WHAT TO WORK ON: Repeat the material exactly, every line of it.

════════════════

PR #42, opened 2021-09-30
Implement physics updater schemes

peverwhee:
First pass of physics updater schemes
Changed ccpp_error_flag to ccpp_error_code
Updated standard names

Addresses #36

Notes:
- Tested w/ Kessler & Held-Suarez
- It will require a new CCPP Framework tag and updates to CAMDEN standard names

Issue #36, opened 2021-09-10
Need tendency update utility routines


gold2718:
To alleviate the need for specialized state-update routines for each converted scheme, create a set of  `apply_tendency_of_<x>` routines which apply a specific tendency to its corresponding state variable(s).

gold2718:
For the first round, I will assume that `cpair` is a scalar. We need to generalize this once we sort out how we are going to implement thermodynamics in CAMDEN (and CAM). Same goes for other quantities which are approximately constant in the troposphere (e.g., `rair`).

PR #37, opened 2021-09-10
Implement physics updater schemes

gold2718:
First pass of physics updater schemes
Changed ccpp_error_flag to ccpp_error_code
Updated standard names

Addresses #36

Notes:
- This code is not tested yet (which is why it is draft status)
- I modified suite_held_suarez_1994.xml but did not remove held_suarez_update.F90 (that could be part of this PR)
- It will require a new CCPP Framework tag and updates to CAMDEN standard names

PR #45, opened 2021-10-11
Implement physics updater schemes

peverwhee:
First pass of physics updater schemes
Changed ccpp_error_flag to ccpp_error_code
Updated standard names

Addresses #36

Notes:

Implemented & Tested w/ Held-Suarez
It will require a new CCPP Framework tag and updates to CAMDEN standard names

*Remake of #42 since I screwed up and didn't merge up correctly by making a new branch in my own fork.


utilities/physics_tendency_updaters.meta
```diff
@@ -0,0 +1,222 @@
...
+  units = count
+  type = integer
+  dimensions = ()
+  intent = in
+[ heating_rate ]
+  standard_name = heating_rate
+  units = J kg-1 s-1
+  type = real | kind = kind_phys
+  dimensions = (horizontal_loop_extent, vertical_layer_dimension)
+  intent = in
```
cacraigucar, line 127: Based on what @goldy said in #37, I believe there should be a `state_variable=true` here.

cacraigucar: @nusbaume  - We need a scientist to weigh in on this.  Since my understanding of `heating rate` is that it is replacing state%s, I assumed that it was the state variable.  Is this assumption incorrect?   I really haven't gotten a full grasp of what exactly heating rate is yet.

andrewgettelman: @gold2718 had an opinion about this. We have dry static energy (state%s) already in state. My proposal is that we do NOT change it right now, but have parameterizations that want to update it. That I think is how the model works now? I can dive into it if necessary. Only used in:

eddy_diff_cam.F90
physics_types.F90
vertical_diffusion.F90

(also convect_shallow, unicon and subcol_SILHS)

nusbaume: I believe @peverwhee is correct in that this particular variable does NOT need `state_variable=true` here.  The reason is because this quantity isn't actually `state%s`, but just a thermal energy tendency (hence why I requested the name change to `heating_rate` in the first place).  

On top of that I believe this quantity is overwritten by every additional scheme in an SDF that calculates it (similar to something like `ptend_loc` in various CAM physics schemes), which means it also doesn't match my understanding of a state variable from a software design standpoint either.

Of course maybe @gold2718 has a different definition of what a state variable is?

cacraigucar: I am perfectly happy leaving this as it is, no `state_variable=true` for now.  All of the other `apply` routines had their fields as state variables.  With Jesse's explanation of `heating_rate` being a synonym for us non-science types of `tendency of _temperature`, I agree it is not a state variable.

PR #50, opened 2021-11-15
Modify suite name in cam6_silhs SDF to avoid naming conflict.

### LINKED ISSUE #49: Need to remove CAM6 suite name conflict
A new namelist implementation in CAMDEN involves searching for names of suites as specified in the SDFs themselves, as opposed to just using the SDF file names.  This means that two SDFs in this repo cannot have the exact same suite name as specified by the `suite` XML tag. 

Currently this naming conflict only applies to `suite_cam6.xml` and `suite_cam6_silhs.xml`, which both have the `cam6` suite name.  Given that none of these SDFs are actually usable at the moment, the easiest solution would simply be to change the suite name in `suite_cam6_silhs.xml` from `cam6` to `cam6_silhs`.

════════════════

OUTPUT OF THE TASK:
PR #42, opened 2021-09-30
Implement physics updater schemes

peverwhee:
First pass of physics updater schemes
Changed ccpp_error_flag to ccpp_error_code
Updated standard names

Addresses #36

Notes:
- Tested w/ Kessler & Held-Suarez
- It will require a new CCPP Framework tag and updates to CAMDEN standard names

Issue #36, opened 2021-09-10
Need tendency update utility routines


gold2718:
To alleviate the need for specialized state-update routines for each converted scheme, create a set of  `apply_tendency_of_<x>` routines which apply a specific tendency to its corresponding state variable(s).

gold2718:
For the first round, I will assume that `cpair` is a scalar. We need to generalize this once we sort out how we are going to implement thermodynamics in CAMDEN (and CAM). Same goes for other quantities which are approximately constant in the troposphere (e.g., `rair`).

PR #37, opened 2021-09-10
Implement physics updater schemes

gold2718:
First pass of physics updater schemes
Changed ccpp_error_flag to ccpp_error_code
Updated standard names

Addresses #36

Notes:
- This code is not tested yet (which is why it is draft status)
- I modified suite_held_suarez_1994.xml but did not remove held_suarez_update.F90 (that could be part of this PR)
- It will require a new CCPP Framework tag and updates to CAMDEN standard names

PR #45, opened 2021-10-11
Implement physics updater schemes

peverwhee:
First pass of physics updater schemes
Changed ccpp_error_flag to ccpp_error_code
Updated standard names

Addresses #36

Notes:

Implemented & Tested w/ Held-Suarez
It will require a new CCPP Framework tag and updates to CAMDEN standard names

*Remake of #42 since I screwed up and didn't merge up correctly by making a new branch in my own fork.


utilities/physics_tendency_updaters.meta
```diff
@@ -0,0 +1,222 @@
...
+  units = count
+  type = integer
+  dimensions = ()
+  intent = in
+[ heating_rate ]
+  standard_name = heating_rate
+  units = J kg-1 s-1
+  type = real | kind = kind_phys
+  dimensions = (horizontal_loop_extent, vertical_layer_dimension)
+  intent = in
```
cacraigucar, line 127: Based on what @goldy said in #37, I believe there should be a `state_variable=true` here.

cacraigucar: @nusbaume  - We need a scientist to weigh in on this.  Since my understanding of `heating rate` is that it is replacing state%s, I assumed that it was the state variable.  Is this assumption incorrect?   I really haven't gotten a full grasp of what exactly heating rate is yet.

andrewgettelman: @gold2718 had an opinion about this. We have dry static energy (state%s) already in state. My proposal is that we do NOT change it right now, but have parameterizations that want to update it. That I think is how the model works now? I can dive into it if necessary. Only used in:

eddy_diff_cam.F90
physics_types.F90
vertical_diffusion.F90

(also convect_shallow, unicon and subcol_SILHS)

nusbaume: I believe @peverwhee is correct in that this particular variable does NOT need `state_variable=true` here.  The reason is because this quantity isn't actually `state%s`, but just a thermal energy tendency (hence why I requested the name change to `heating_rate` in the first place).  

On top of that I believe this quantity is overwritten by every additional scheme in an SDF that calculates it (similar to something like `ptend_loc` in various CAM physics schemes), which means it also doesn't match my understanding of a state variable from a software design standpoint either.

Of course maybe @gold2718 has a different definition of what a state variable is?

cacraigucar: I am perfectly happy leaving this as it is, no `state_variable=true` for now.  All of the other `apply` routines had their fields as state variables.  With Jesse's explanation of `heating_rate` being a synonym for us non-science types of `tendency of _temperature`, I agree it is not a state variable.

PR #50, opened 2021-11-15
Modify suite name in cam6_silhs SDF to avoid naming conflict.

### LINKED ISSUE #49: Need to remove CAM6 suite name conflict
A new namelist implementation in CAMDEN involves searching for names of suites as specified in the SDFs themselves, as opposed to just using the SDF file names.  This means that two SDFs in this repo cannot have the exact same suite name as specified by the `suite` XML tag. 

Currently this naming conflict only applies to `suite_cam6.xml` and `suite_cam6_silhs.xml`, which both have the `cam6` suite name.  Given that none of these SDFs are actually usable at the moment, the easiest solution would simply be to change the suite name in `suite_cam6_silhs.xml` from `cam6` to `cam6_silhs`.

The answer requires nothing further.